#### ASSIGNMENT:
Retyping the data exactly is the task. Include every line.

#### INPUT DATA:
PR #99, opened 2016-09-29
Fix block1 bigger block size negotiation

sbernard31:
The RFC 7959 [§2.3](https://tools.ietf.org/html/rfc7959#section-2.3)   say:
_"Finally, the SZX block size given in a control Block1 Option
         indicates the largest block size preferred by the server for
         transfers toward the resource that is **the same or smaller than
         the one used in the initial exchange**; the client SHOULD use
         this block size or a smaller one in all further requests in the
         transfer sequence, even if that means changing the block size
         (and possibly scaling the block number accordingly) from now
         on."_

Currently when a server asked for a bigger size (something not really supported by the spec) we restart transfer from first block (0).
```
CON [MID=18708, T=28d2], PUT, /test, 1:0/1/128    ----->
<-----   ACK [MID=18708, T=28d2], 2.31, 1:0/1/256    
CON [MID=18709, T=28d2], PUT, /test, 1:0/1/256    ----->
    ...  ....
```
 I'm not sure this is the best way to do, the spec also say :
_"A server MAY also return a 4.08 error code for any (final or non-final) Block1
   transfer that is not in sequence; therefore, clients that do not have
   specific mechanisms to handle this case SHOULD always start with
   block zero and send the following blocks in order."_
and 
_"Still, the client SHOULD heed the preference indicated and, for all further
   blocks, use **the block size preferred by the server or a smaller one**."_

I suppose a better solution should be to keep the original size block when it is smaller than the preferred size block.
```
CON [MID=18708, T=28d2], PUT, /test, 1:0/1/128    ----->
<-----   ACK [MID=18708, T=28d2], 2.31, 1:0/1/256    
CON [MID=18709, T=28d2], PUT, /test, 1:1/1/128    ----->
<-----   ACK [MID=18709, T=28d2], 2.31, 1:1/1/256    
CON [MID=18710, T=28d2], PUT, /test, 1:2/0/128    ----->
<-----   ACK [MID=18710, T=28d2], 2.04, 1:2/0/256    
```

### DIFF
--- a/californium-core/src/test/java/org/eclipse/californium/core/test/lockstep/BlockwiseClientSideTest.java
+++ b/californium-core/src/test/java/org/eclipse/californium/core/test/lockstep/BlockwiseClientSideTest.java
@@ -21,15 +21,10 @@
  ******************************************************************************/
 package org.eclipse.californium.core.test.lockstep;
 
-import static org.eclipse.californium.core.coap.CoAP.Code.GET;
-import static org.eclipse.californium.core.coap.CoAP.Code.POST;
-import static org.eclipse.californium.core.coap.CoAP.Code.PUT;
+import static org.eclipse.californium.core.coap.CoAP.Code.*;
+import static org.eclipse.californium.core.coap.CoAP.ResponseCode.*;
+import static org.eclipse.californium.core.coap.CoAP.Type.*;
 import static org.eclipse.californium.core.coap.OptionNumberRegistry.OBSERVE;
-import static org.eclipse.californium.core.coap.CoAP.ResponseCode.CHANGED;
-import static org.eclipse.californium.core.coap.CoAP.ResponseCode.CONTENT;
-import static org.eclipse.californium.core.coap.CoAP.ResponseCode.CONTINUE;
-import static org.eclipse.californium.core.coap.CoAP.Type.ACK;
-import static org.eclipse.californium.core.coap.CoAP.Type.CON;
 import static org.eclipse.californium.core.test.lockstep.IntegrationTestTools.*;
 import static org.junit.Assert.*;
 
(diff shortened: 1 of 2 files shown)


californium-core/src/test/java/org/eclipse/californium/core/test/lockstep/BlockwiseClientSideTest.java
```diff
@@ -336,6 +331,110 @@ public void testSimpleAtomicBlockwisePUT() throws Exception {
...
+		server.expectRequest(CON, PUT, path).storeBoth("A").block1(0, true, 128).payload(reqtPayload.substring(0, 128)).go();
+		server.sendResponse(ACK, CONTINUE).loadBoth("A").block1(0, true, 32).go();
+
+		server.expectRequest(CON, PUT, path).storeBoth("B").block1(4, true, 32).payload(reqtPayload.substring(128, 160)).go();
+		server.sendResponse(ACK, CONTINUE).loadBoth("B").block1(4, true, 32).go();
+
+		server.expectRequest(CON, PUT, path).storeBoth("C").block1(5, true, 32).payload(reqtPayload.substring(160, 192)).go();
+		server.sendResponse(ACK, CHANGED).loadBoth("C").block1(5, true, 32).go();
+
+		server.expectRequest(CON, PUT, path).storeBoth("D").block1(6, false, 32).go();
```
sophokles73: shouldn't the last PUT also contain the remaining bytes (193 - 200) as payload?

californium-core/src/test/java/org/eclipse/californium/core/test/lockstep/BlockwiseClientSideTest.java
```diff
@@ -336,6 +331,110 @@ public void testSimpleAtomicBlockwisePUT() throws Exception {
...
+
+		server.expectRequest(CON, PUT, path).storeBoth("A").block1(0, true, 128).payload(reqtPayload.substring(0, 128))
+				.go();
+		server.sendResponse(ACK, CONTINUE).loadBoth("A").block1(0, true, 256).go();
+
+		server.expectRequest(CON, PUT, path).storeBoth("B").block1(1, true, 128)
+				.payload(reqtPayload.substring(128, 256)).go();
+		server.sendResponse(ACK, CONTINUE).loadBoth("B").block1(1, true, 256).go();
+
+		server.expectRequest(CON, PUT, path).storeBoth("C").block1(2, false, 128).go();
```
sophokles73: again, what about the remaining payload (257 - 300)?

californium-core/src/test/java/org/eclipse/californium/core/test/lockstep/BlockwiseClientSideTest.java
sbernard31: You're right I will do that.

sbernard31:
Integrated in master too ( commit 32ffb297258a8a9b09d0d9e1c53b3eb05c014724, 780f1858e0832e6c7e5ba557ba91e3fca63a394a )

PR #100, opened 2016-09-30
Changed the visibility of observeAndWait() and observe() to public

prafulbhatnagar:
Changed the visibility of observeAndWait(request,handler) and
observe(request,handler) to public as per discussion on the issue
https://github.com/eclipse/californium/issues/92 ..

Both the methods now checks that passed request has observer set on it,
if the observer is not set it raises IllegalArgumentException.

Test case also has been added for both methods.

Signed-off-by: Praful Bhatnagar <prafulbhatnagar@gmail.com>

### DIFF
--- a/californium-core/src/main/java/org/eclipse/californium/core/CoapClient.java
+++ b/californium-core/src/main/java/org/eclipse/californium/core/CoapClient.java
@@ -840,39 +840,55 @@ public class CoapClient {
 		return request;
 	}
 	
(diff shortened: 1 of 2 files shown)


sophokles73:
merged in f6fa90d376749b651a6a6c8b4accb31bc6cd6eb6

prafulbhatnagar:
Thanks..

#### WRITTEN RESPONSE:
PR #99, opened 2016-09-29
Fix block1 bigger block size negotiation

sbernard31:
The RFC 7959 [§2.3](https://tools.ietf.org/html/rfc7959#section-2.3)   say:
_"Finally, the SZX block size given in a control Block1 Option
         indicates the largest block size preferred by the server for
         transfers toward the resource that is **the same or smaller than
         the one used in the initial exchange**; the client SHOULD use
         this block size or a smaller one in all further requests in the
         transfer sequence, even if that means changing the block size
         (and possibly scaling the block number accordingly) from now
         on."_

Currently when a server asked for a bigger size (something not really supported by the spec) we restart transfer from first block (0).
```
CON [MID=18708, T=28d2], PUT, /test, 1:0/1/128    ----->
<-----   ACK [MID=18708, T=28d2], 2.31, 1:0/1/256    
CON [MID=18709, T=28d2], PUT, /test, 1:0/1/256    ----->
    ...  ....
```
 I'm not sure this is the best way to do, the spec also say :
_"A server MAY also return a 4.08 error code for any (final or non-final) Block1
   transfer that is not in sequence; therefore, clients that do not have
   specific mechanisms to handle this case SHOULD always start with
   block zero and send the following blocks in order."_
and 
_"Still, the client SHOULD heed the preference indicated and, for all further
   blocks, use **the block size preferred by the server or a smaller one**."_

I suppose a better solution should be to keep the original size block when it is smaller than the preferred size block.
```
CON [MID=18708, T=28d2], PUT, /test, 1:0/1/128    ----->
<-----   ACK [MID=18708, T=28d2], 2.31, 1:0/1/256    
CON [MID=18709, T=28d2], PUT, /test, 1:1/1/128    ----->
<-----   ACK [MID=18709, T=28d2], 2.31, 1:1/1/256    
CON [MID=18710, T=28d2], PUT, /test, 1:2/0/128    ----->
<-----   ACK [MID=18710, T=28d2], 2.04, 1:2/0/256    
```

### DIFF
--- a/californium-core/src/test/java/org/eclipse/californium/core/test/lockstep/BlockwiseClientSideTest.java
+++ b/californium-core/src/test/java/org/eclipse/californium/core/test/lockstep/BlockwiseClientSideTest.java
@@ -21,15 +21,10 @@
  ******************************************************************************/
 package org.eclipse.californium.core.test.lockstep;
 
-import static org.eclipse.californium.core.coap.CoAP.Code.GET;
-import static org.eclipse.californium.core.coap.CoAP.Code.POST;
-import static org.eclipse.californium.core.coap.CoAP.Code.PUT;
+import static org.eclipse.californium.core.coap.CoAP.Code.*;
+import static org.eclipse.californium.core.coap.CoAP.ResponseCode.*;
+import static org.eclipse.californium.core.coap.CoAP.Type.*;
 import static org.eclipse.californium.core.coap.OptionNumberRegistry.OBSERVE;
-import static org.eclipse.californium.core.coap.CoAP.ResponseCode.CHANGED;
-import static org.eclipse.californium.core.coap.CoAP.ResponseCode.CONTENT;
-import static org.eclipse.californium.core.coap.CoAP.ResponseCode.CONTINUE;
-import static org.eclipse.californium.core.coap.CoAP.Type.ACK;
-import static org.eclipse.californium.core.coap.CoAP.Type.CON;
 import static org.eclipse.californium.core.test.lockstep.IntegrationTestTools.*;
 import static org.junit.Assert.*;
 
(diff shortened: 1 of 2 files shown)


californium-core/src/test/java/org/eclipse/californium/core/test/lockstep/BlockwiseClientSideTest.java
```diff
@@ -336,6 +331,110 @@ public void testSimpleAtomicBlockwisePUT() throws Exception {
...
+		server.expectRequest(CON, PUT, path).storeBoth("A").block1(0, true, 128).payload(reqtPayload.substring(0, 128)).go();
+		server.sendResponse(ACK, CONTINUE).loadBoth("A").block1(0, true, 32).go();
+
+		server.expectRequest(CON, PUT, path).storeBoth("B").block1(4, true, 32).payload(reqtPayload.substring(128, 160)).go();
+		server.sendResponse(ACK, CONTINUE).loadBoth("B").block1(4, true, 32).go();
+
+		server.expectRequest(CON, PUT, path).storeBoth("C").block1(5, true, 32).payload(reqtPayload.substring(160, 192)).go();
+		server.sendResponse(ACK, CHANGED).loadBoth("C").block1(5, true, 32).go();
+
+		server.expectRequest(CON, PUT, path).storeBoth("D").block1(6, false, 32).go();
```
sophokles73: shouldn't the last PUT also contain the remaining bytes (193 - 200) as payload?

californium-core/src/test/java/org/eclipse/californium/core/test/lockstep/BlockwiseClientSideTest.java
```diff
@@ -336,6 +331,110 @@ public void testSimpleAtomicBlockwisePUT() throws Exception {
...
+
+		server.expectRequest(CON, PUT, path).storeBoth("A").block1(0, true, 128).payload(reqtPayload.substring(0, 128))
+				.go();
+		server.sendResponse(ACK, CONTINUE).loadBoth("A").block1(0, true, 256).go();
+
+		server.expectRequest(CON, PUT, path).storeBoth("B").block1(1, true, 128)
+				.payload(reqtPayload.substring(128, 256)).go();
+		server.sendResponse(ACK, CONTINUE).loadBoth("B").block1(1, true, 256).go();
+
+		server.expectRequest(CON, PUT, path).storeBoth("C").block1(2, false, 128).go();
```
sophokles73: again, what about the remaining payload (257 - 300)?

californium-core/src/test/java/org/eclipse/californium/core/test/lockstep/BlockwiseClientSideTest.java
sbernard31: You're right I will do that.

sbernard31:
Integrated in master too ( commit 32ffb297258a8a9b09d0d9e1c53b3eb05c014724, 780f1858e0832e6c7e5ba557ba91e3fca63a394a )

PR #100, opened 2016-09-30
Changed the visibility of observeAndWait() and observe() to public

prafulbhatnagar:
Changed the visibility of observeAndWait(request,handler) and
observe(request,handler) to public as per discussion on the issue
https://github.com/eclipse/californium/issues/92 ..

Both the methods now checks that passed request has observer set on it,
if the observer is not set it raises IllegalArgumentException.

Test case also has been added for both methods.

Signed-off-by: Praful Bhatnagar <prafulbhatnagar@gmail.com>

### DIFF
--- a/californium-core/src/main/java/org/eclipse/californium/core/CoapClient.java
+++ b/californium-core/src/main/java/org/eclipse/californium/core/CoapClient.java
@@ -840,39 +840,55 @@ public class CoapClient {
 		return request;
 	}
 	
(diff shortened: 1 of 2 files shown)


sophokles73:
merged in f6fa90d376749b651a6a6c8b4accb31bc6cd6eb6

prafulbhatnagar:
Thanks..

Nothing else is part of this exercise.